EXERCISE ::
Within the entries that follow, show each line where the word "losses" occurs.

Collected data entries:
PR #711, opened 2026-04-24
Add D-FINE Decoder

yutong-xiang-97:
## What has changed and why?

Add D-FINE decoder based on the [original implementation](https://github.com/Peterande/D-FINE/blob/master/src/zoo/dfine/dfine_decoder.py). Meanwhile, we retain backward compatibility with using the old RTDETRv2 decoder with a configurable `model_args` entry.

Major changes include (based on D-FINE paper):
- replacing original decoder projection layer with a Target Gating Layer
- applying Fine-grained Distribution Refinement (FDR)

The `dfine_decoder.py` and `dfine_utils.py` are mostly carbon copies of the original except for:
- adding ``score_head_reuse_or_reinit_hook`` and (when denoising is enabled) ``denoising_class_embed_reuse_or_reinit_hook`` as `load_state_dict` pre-hooks, so pretrained D-FINE checkpoints can be adapted to a new ``num_classes`` at load time. The same hooks are refactored from the `rtdetrv2_decoder.py` to a separate `hooks.py`.
- registering ``anchors`` / ``valid_mask`` for evaluation as non-persistent buffers instead so they are not written into checkpoints.
- making ``value_op`` return the flat ``[bs, L, n_head, c]`` tensor that helper expects rather than a pre-split per-level tuple to reuse existing `deformable_attention_core_func_v2` in `utils.py` without modification.
- making `bbox_head` and `pre_bbox_head` FP32. See 
  - https://github.com/Peterande/D-FINE/issues/3, 
  - https://github.com/Peterande/D-FINE/issues/43, and 
  - https://github.com/Peterande/D-FINE/issues/199 in D-FINE repo and 
  - #707 in our repo. 
  I also created an issue for potential ONNX export failure.

Note that currently:
- this does not include the necessary changes for the D-FINE losses. Will add in a follow-up PR.
- the default decoder is the original RTDETRv2 decoder. Will switch once we conclude the loss implementation and get proper results from benchmarks.

## How has it been tested?

- N/A (not in any testable state)

- [ ] Yes
- [x] Not needed (to be added after finishing D-FINE loss)

- [ ] Yes

### DIFF
--- a/src/lightly_train/_task_models/dinov2_ltdetr_object_detection/task_model.py
+++ b/src/lightly_train/_task_models/dinov2_ltdetr_object_detection/task_model.py
@@ -9,7 +9,7 @@ from __future__ import annotations
 
 import logging
 from pathlib import Path
-from typing import Any
+from typing import Any, Literal
 
 import torch
 from PIL.Image import Image as PILImage
@@ -27,6 +27,9 @@ from lightly_train._task_models.dinov2_ltdetr_object_detection.dinov2_vit_wrappe
     DINOv2STAs,
 )
 from lightly_train._task_models.object_detection_components import tiling_utils
+from lightly_train._task_models.object_detection_components.dfine_decoder import (
+    DFINETransformer,
+)
 from lightly_train._task_models.object_detection_components.hybrid_encoder import (
     HybridEncoder,
 )
@@ -40,6 +43,38 @@ from lightly_train._task_models.task_model import TaskModel
 from lightly_train.types import PathLike
 
 logger = logging.getLogger(__name__)
+
+_LTDETRDecoder = Literal["rtdetrv2", "dfine"]
+
+
+def _build_decoder(
+    *,
+    config: _DINOv2LTDETRObjectDetectionConfig,
+    decoder: _LTDETRDecoder,
+    num_classes: int,
+    image_size: tuple[int, int],
+    cross_attn_method: str | None = None,
+) -> RTDETRTransformerv2 | DFINETransformer:
+    if decoder == "rtdetrv2":
+        decoder_config = config.rtdetr_transformer.model_dump()
+        if cross_attn_method is not None:
+            decoder_config["cross_attn_method"] = cross_attn_method
+        decoder_config.update({"num_classes": num_classes})
+        return RTDETRTransformerv2(  # type: ignore[no-untyped-call]
+            **decoder_config,
+            eval_spatial_size=image_size,
+        )
+    elif decoder == "dfine":
+        decoder_config = config.dfine_transformer.model_dump()
+        if cross_attn_method is not None:
+            decoder_config["cross_attn_method"] = cross_attn_method
+        decoder_config.update({"num_classes": num_classes})
+        return DFINETransformer(  # type: ignore[no-untyped-call]
+            **decoder_config,
+            eval_spatial_size=image_size,
+        )
+    else:
+        raise ValueError(f"Unsupported LTDETR decoder: {decoder}")
 
 
 class _HybridEncoderConfig(PydanticConfig):
@@ -212,6 +247,50 @@ class _RTDETRTransformerv2ViTGConfig(_RTDETRTransformerv2Config):
     dim_feedforward: int = 12288
 
 
+class _DFINETransformerConfig(PydanticConfig):
+    feat_channels: list[int] = [256, 256, 256]
+    feat_strides: list[int] = [8, 16, 32]
+    hidden_dim: int = 256
+    num_levels: int = 3
+    num_layers: int = 6
+    num_queries: int = 300
+    num_denoising: int = 100
+    label_noise_ratio: float = 0.5
+    box_noise_scale: float = 1.0
+    eval_idx: int = -1
+    num_points: list[int] = [3, 6, 3]
+    query_select_method: str = "default"
+    cross_attn_method: str = "default"
+    dim_feedforward: int = 1024
+    reg_max: int = 32
+    reg_scale: float = 4.0
+    layer_scale: float = 1.0
+
+
+class _DFINETransformerViTSConfig(_DFINETransformerConfig):
+    feat_channels: list[int] = [224, 224, 224]
+    feat_strides: list[int] = [7, 14, 28]
+    hidden_dim: int = 224
+
+
+class _DFINETransformerViTBConfig(_DFINETransformerConfig):
+    feat_channels: list[int] = [768, 768, 768]
+    feat_strides: list[int] = [7, 14, 28]
+    hidden_dim: int = 768
+
+
+class _DFINETransformerViTLConfig(_DFINETransformerConfig):
+    feat_channels: list[int] = [1024, 1024, 1024]
+    feat_strides: list[int] = [7, 14, 28]
+    hidden_dim: int = 1024
+
+
+class _DFINETransformerViTGConfig(_DFINETransformerConfig):
+    feat_channels: list[int] = [1536, 1536, 1536]
+    feat_strides: list[int] = [7, 14, 28]
+    hidden_dim: int = 1536
+
+
 class _BackboneWrapperViTSConfig(PydanticConfig):
     interaction_indexes: list[int] = [5, 8, 11]
     finetune: bool = True
@@ -245,8 +324,10 @@ class _RTDETRPostProcessorConfig(PydanticConfig):
 
 
 class _DINOv2LTDETRObjectDetectionConfig(PydanticConfig):
+    decoder: _LTDETRDecoder = "rtdetrv2"
     hybrid_encoder: _HybridEncoderConfig
     rtdetr_transformer: _RTDETRTransformerv2Config
+    dfine_transformer: _DFINETransformerConfig
     rtdetr_postprocessor: _RTDETRPostProcessorConfig
 
 
@@ -256,6 +337,9 @@ class _DINOv2LTDETRObjectDetectionViTSConfig(_DINOv2LTDETRObjectDetectionConfig)
     )
     rtdetr_transformer: _RTDETRTransformerv2ViTSConfig = Field(
         default_factory=_RTDETRTransformerv2ViTSConfig
+    )
+    dfine_transformer: _DFINETransformerViTSConfig = Field(
+        default_factory=_DFINETransformerViTSConfig
     )
     rtdetr_postprocessor: _RTDETRPostProcessorConfig = Field(
         default_factory=_RTDETRPostProcessorConfig
@@ -272,6 +356,9 @@ class _DINOv2LTDETRObjectDetectionViTBConfig(_DINOv2LTDETRObjectDetectionConfig)
     rtdetr_transformer: _RTDETRTransformerv2ViTBConfig = Field(
         default_factory=_RTDETRTransformerv2ViTBConfig
     )
+    dfine_transformer: _DFINETransformerViTBConfig = Field(
+        default_factory=_DFINETransformerViTBConfig
+    )
     rtdetr_postprocessor: _RTDETRPostProcessorConfig = Field(
         default_factory=_RTDETRPostProcessorConfig
     )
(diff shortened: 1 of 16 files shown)


src/lightly_train/_task_models/dinov2_ltdetr_object_detection/train_model.py
```diff
@@ -75,6 +75,7 @@ class DINOv2LTDETRObjectDetectionTrainArgs(TrainModelArgs):
     backbone_url: str = ""
     backbone_args: dict[str, Any] = {}
     backbone_freeze: bool = False
+    decoder: Literal["rtdetrv2", "dfine"] = "rtdetrv2"
```
liopeer: Suggestion: Name it `decoder_name` (in accordance with `model_name`).

src/lightly_train/_task_models/dinov2_ltdetr_object_detection/task_model.py
```diff
@@ -41,6 +44,38 @@
 
 logger = logging.getLogger(__name__)
 
+_LTDETRDecoder = Literal["rtdetrv2", "dfine"]
+
+
+def _build_decoder(
```
liopeer: Nit: I prefer to have private functions at the bottom of a module.

src/lightly_train/_task_models/dinov2_ltdetr_object_detection/task_model.py
```diff
@@ -212,6 +247,50 @@ class _RTDETRTransformerv2ViTGConfig(_RTDETRTransformerv2Config):
     dim_feedforward: int = 12288
 
 
+class _DFINETransformerConfig(PydanticConfig):
```
liopeer, line 220: Did not check all of these values. Assuming you copied them from the configs of the RTDETR decoder that are just above.

liopeer: Actually, is it deliberate that we have `num_layers=6`?

src/lightly_train/_task_models/dinov2_ltdetr_object_detection/task_model.py
```diff
@@ -41,6 +44,38 @@
...
+    *,
+    config: _DINOv2LTDETRObjectDetectionConfig,
+    decoder: _LTDETRDecoder,
+    num_classes: int,
+    image_size: tuple[int, int],
+    cross_attn_method: str | None = None,
+) -> RTDETRTransformerv2 | DFINETransformer:
+    if decoder == "rtdetrv2":
+        decoder_config = config.rtdetr_transformer.model_dump()
+        if cross_attn_method is not None:
```
liopeer: Is this actually even possible? Should it not throw an error?

src/lightly_train/_task_models/dinov2_ltdetr_object_detection/task_model.py
```diff
@@ -212,6 +247,50 @@ class _RTDETRTransformerv2ViTGConfig(_RTDETRTransformerv2Config):
...
+    num_layers: int = 6
+    num_queries: int = 300
+    num_denoising: int = 100
+    label_noise_ratio: float = 0.5
+    box_noise_scale: float = 1.0
+    eval_idx: int = -1
+    num_points: list[int] = [3, 6, 3]
+    query_select_method: str = "default"
+    cross_attn_method: str = "default"
+    dim_feedforward: int = 1024
```
liopeer: This is very small for the big models, no?

src/lightly_train/_task_models/dinov2_ltdetr_object_detection/task_model.py
```diff
@@ -373,6 +467,7 @@ def __init__(
         config_name = config_name.replace("-noreg", "")
         config_cls = config_mapping[config_name]
         config = config_cls()
+        config.decoder = decoder
```
liopeer: Another reason to use `decoder_name` and not `decoder`. I am surprised that mypy does not afterwards complain, because here it's typed as `config.decoder: str` and in line 486 it will be typed as `config.decoder: RTDETRTransformerv2 | DFINETransformer`.

src/lightly_train/_task_models/dinov2_ltdetr_object_detection/task_model.py
```diff
@@ -782,6 +878,7 @@ def __init__(
         config_name = parsed_name["backbone_name"]
         config_cls = config_mapping[config_name]
         config = config_cls()
+        config.decoder = decoder
```
liopeer: Same here ofc.

src/lightly_train/_task_models/dinov3_ltdetr_object_detection/task_model.py
```diff
@@ -36,6 +36,9 @@
     DINOv3STAs,
 )
 from lightly_train._task_models.object_detection_components import tiling_utils
+from lightly_train._task_models.object_detection_components.dfine_decoder import (
```
liopeer, line 39: Same points as in the DINOv2 variant.

src/lightly_train/_task_models/object_detection_components/hooks.py
```diff
@@ -0,0 +1,228 @@
+#
```
liopeer, line 1: AFAIK this module is now entirely from us, right? If that's correct we should not have it under Apache 2.0, i.e. we should adjust the the Makefile. I would actually also include another license file for D-FINE (and another header), even though RT-DETRv2 and D-FINE are both Apache 2.0. It just then makes it clear from the Makefile which module was vendored from which other project.

src/lightly_train/_task_models/object_detection_components/hooks.py
```diff
@@ -0,0 +1,228 @@
...
+import logging
+from typing import Any, Literal
+
+import torch
+from torch.nn import Module, ModuleList
+
+logger = logging.getLogger(__name__)
+
+
+def denoising_class_embed_reuse_or_reinit_hook(
```
liopeer, line 31: Assuming all these functions are directly copied.

src/lightly_train/_task_models/object_detection_components/rtdetrv2_decoder.py
```diff
@@ -12,39 +12,40 @@
...
 
-# Modifications Copyright 2025 Lightly AG:
-# - added load state dict pre hooks to reinitialize the classification score heads
-#   and denoising class embedding if the number of classes has changed
-# - implemented `score_head_reuse_or_reinit_hook`, `_score_head_reuse_or_reinit_hook`,
-#   `_reuse_or_reinit`, and `denoising_class_embed_reuse_or_reinit_hook` functions
+# Modifications Copyright 2026 Lightly AG:
+#  - Registered ``score_head_reuse_or_reinit_hook`` and (when denoising is
+#     enabled) ``denoising_class_embed_reuse_or_reinit_hook`` as
+#     load-state-dict pre-hooks, so pretrained D-FINE checkpoints can be
```
liopeer:
```suggestion
#     load-state-dict pre-hooks, so pretrained RT-DETR checkpoints can be
```

src/lightly_train/_task_models/object_detection_components/hooks.py
liopeer: We also have a separate license file for e.g. TIMM, which is also Apache 2.0

src/lightly_train/_task_models/object_detection_components/dfine_utils.py
```diff
@@ -0,0 +1,79 @@
...
+
+import torch
+from torch import Tensor
+
+from lightly_train._task_models.object_detection_components.box_ops import (
+    box_xyxy_to_cxcywh,
+)
+
+
+def weighting_function(
```
liopeer, line 28: Not checking, since I assume it's directly from D-FINE.

liopeer (commented):
Overall looking solid. Left a few comments for smaller improvements!

src/lightly_train/_task_models/object_detection_components/hooks.py
yutong-xiang-97: These hooks are by us entirely, but yes we need to include D-FINE in NOTICE and Makefile.

src/lightly_train/_task_models/dinov2_ltdetr_object_detection/task_model.py
yutong-xiang-97: For decoder's `dim_feedforward` D-FINE uses 1024 across size S to X. For hybrid encoder, it does use 2048 for X.

That being said I will use DEIMv2 configs anyway and that DEIMv2 decoder's `dim_feedforward` does scale with the model size.

src/lightly_train/_task_models/dinov2_ltdetr_object_detection/task_model.py
yutong-xiang-97: Ah good point! This is different across the model size. With small models this is 3. Will fix.

yutong-xiang-97: Actually we may need to use DEIMv2's default here since D-FINE only uses HGNetv2 as backbone. DEIMv2's decoder also uses D-FINE's decoder and losses.

liopeer: Now we have `num_layers=4` everywhere except for the super class. I am a bit confused.

src/lightly_train/_task_models/dinov2_ltdetr_object_detection/task_model.py
```diff
@@ -212,6 +217,58 @@ class _RTDETRTransformerv2ViTGConfig(_RTDETRTransformerv2Config):
...
+    num_layers: int = 6
+    num_queries: int = 300
+    num_denoising: int = 100
+    label_noise_ratio: float = 0.5
+    box_noise_scale: float = 1.0
+    eval_idx: int = -1
+    num_points: list[int] = [3, 6, 3]
+    query_select_method: str = "default"
+    cross_attn_method: str = "default"
+    dim_feedforward: int = 2048
```
liopeer: Would remove the default if it's something else in all the models. Easy source of errors.

liopeer: Same applies to `num_layers` (if different across model sizes).

src/lightly_train/_task_models/object_detection_components/hooks.py
liopeer: Seems to still be Apache 2.0 licensed.

liopeer (commented):
Overall LGTM, but I am not sure if every comment was addressed that I previously raised. Would be great to quickly get answers to this before full approval.

src/lightly_train/_task_models/dinov2_ltdetr_object_detection/task_model.py
yutong-xiang-97: Could you point me to where the error could occur? The training runs without errors and `_RTDETRTransformerv2Config` is fully serializable.

src/lightly_train/_task_models/object_detection_components/dfine_decoder.py
```diff
@@ -0,0 +1,1063 @@
...
+    ):
+        """Multi-Scale Deformable Attention"""
+        super().__init__()
+        self.embed_dim = embed_dim
+        self.num_heads = num_heads
+        self.num_levels = num_levels
+        self.offset_scale = offset_scale
+
+        if isinstance(num_points, list):
+            assert len(num_points) == num_levels, ""
```
simonschoelly, line 101: What is the purpose of emitting "" here if the assert fails?

yutong-xiang-97: This is from the original d-fine code, I would just leave it as-is.

liopeer (approved):
LGTM! But leave @simonschoelly to resolve his comment on his side.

PROBLEM SOLUTION ::
- this does not include the necessary changes for the D-FINE losses. Will add in a follow-up PR.
yutong-xiang-97: Actually we may need to use DEIMv2's default here since D-FINE only uses HGNetv2 as backbone. DEIMv2's decoder also uses D-FINE's decoder and losses.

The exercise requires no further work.